# Model Explainability and Interpretation

In this notebook, we will interpret the best-performing model (Tuned Random Forest) to understand the key drivers of customer churn. We will:
1. Load the best model and the preprocessed data.
2. Use SHAP (SHapley Additive exPlanations) to explain the model's predictions.
3. Visualize feature importances.
4. Interpret the findings to provide actionable business insights.

In [None]:
import numpy as np
import pandas as pd
import joblib
import shap
import matplotlib.pyplot as plt

# Suppress a warning from SHAP
import warnings
warnings.filterwarnings('ignore', category=UserWarning, message='Starting from version 2.2.1, the library file in distribution packages is named differently...')

## 1. Load Model, Data, and Preprocessor

In [None]:
# Load the best model
best_rf = joblib.load('best_random_forest_model.joblib')

# Load the preprocessor to get feature names
preprocessor = joblib.load('preprocessor.joblib')

# Load the processed test data
X_test_processed = np.load('X_test_processed.npy', allow_pickle=True)
y_test = np.load('y_test.npy', allow_pickle=True)

## 2. Get Feature Names from Preprocessor

In [None]:
# Extract feature names from the preprocessor
try:
    cat_feature_names = preprocessor.named_transformers_['cat'].get_feature_names_out()
except AttributeError:
    # Fallback for older scikit-learn versions
    cat_feature_names = preprocessor.named_transformers_['cat'].get_feature_names()
    
num_feature_names = preprocessor.named_transformers_['num'].feature_names_in_
feature_names = np.concatenate([num_feature_names, cat_feature_names])

# Create a DataFrame with proper feature names for easier interpretation
X_test_df = pd.DataFrame(X_test_processed, columns=feature_names)

## 3. SHAP Feature Importance

In [None]:
# Create a SHAP explainer object for tree-based models
explainer = shap.TreeExplainer(best_rf)

# Calculate SHAP values for the test set
# We use check_additivity=False for this version of XGBoost/SHAP to avoid potential issues
shap_values = explainer.shap_values(X_test_df, check_additivity=False)

# The output is a list of two arrays (one for each class). We are interested in the SHAP values for the 'churn' class (class 1).
print('Generating SHAP bar plot...')
shap.summary_plot(shap_values[1], X_test_df, plot_type="bar", show=False)
plt.title('SHAP Feature Importance (Bar)')
plt.show()

In [None]:
# SHAP summary plot to see the impact of each feature
print('Generating SHAP summary plot...')
shap.summary_plot(shap_values[1], X_test_df, show=False)
plt.show()

## 4. Interpretation and Business Insights

The SHAP plots provide deep insights into what drives customer churn according to our model.

### Key Drivers of Churn:
1.  **Age**: This is consistently the most important feature. The summary plot shows that higher ages (red dots on the right) have a high positive SHAP value, meaning they strongly push the prediction towards churn. Younger customers (blue dots) have negative SHAP values, indicating they are less likely to churn.

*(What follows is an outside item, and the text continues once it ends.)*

PR #303, opened 2022-03-09
Jenkinsfile: flip default for archive artifacts to "true"

jepio:
# Jenkinsfile: flip default for archive artifacts to "true"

2.  **NumOfProducts**: The number of products a customer has is another critical factor. The plot reveals that having a low number of products (e.g., 1) is associated with a lower churn risk. However, having more products (3 or 4) dramatically increases the likelihood of churn. This suggests that customers with many products might be dissatisfied or that these product bundles are not meeting their needs.

3.  **Balance**: A higher account balance is also a strong indicator of churn. This might be counter-intuitive, but it could mean that customers with significant funds are more likely to move their money to another bank for better investment opportunities or services.

4.  **IsActiveMember**: As expected, non-active members (`IsActiveMember=0`) have a high positive SHAP value, indicating they are at high risk of churning. Active members (`IsActiveMember=1`) are more likely to stay.

5.  **Geography_Germany**: Being a customer in Germany significantly increases the churn prediction. This suggests there may be market-specific issues in Germany, such as stronger competition or dissatisfaction with the services provided there.

### Actionable Business Insights:
*   **Target Older, High-Balance Customers**: The bank should focus retention efforts on older customers, especially those with high account balances. This could involve offering them premium services, better investment advice, or loyalty rewards.

*   **Review Product Bundles**: The fact that having more products increases churn risk is a red flag. The bank should analyze the performance and customer satisfaction of its product bundles, especially for customers holding 3 or more products. There may be an opportunity to simplify offerings or improve the value proposition.

*   **Engage Inactive Members**: Proactive campaigns should be launched to re-engage inactive members. This could include personalized offers, new feature announcements, or check-in calls to understand their needs.

*   **Investigate the German Market**: The high churn rate in Germany warrants a specific investigation. The bank should analyze its competitive landscape, service quality, and customer feedback in that region to identify and address the root causes.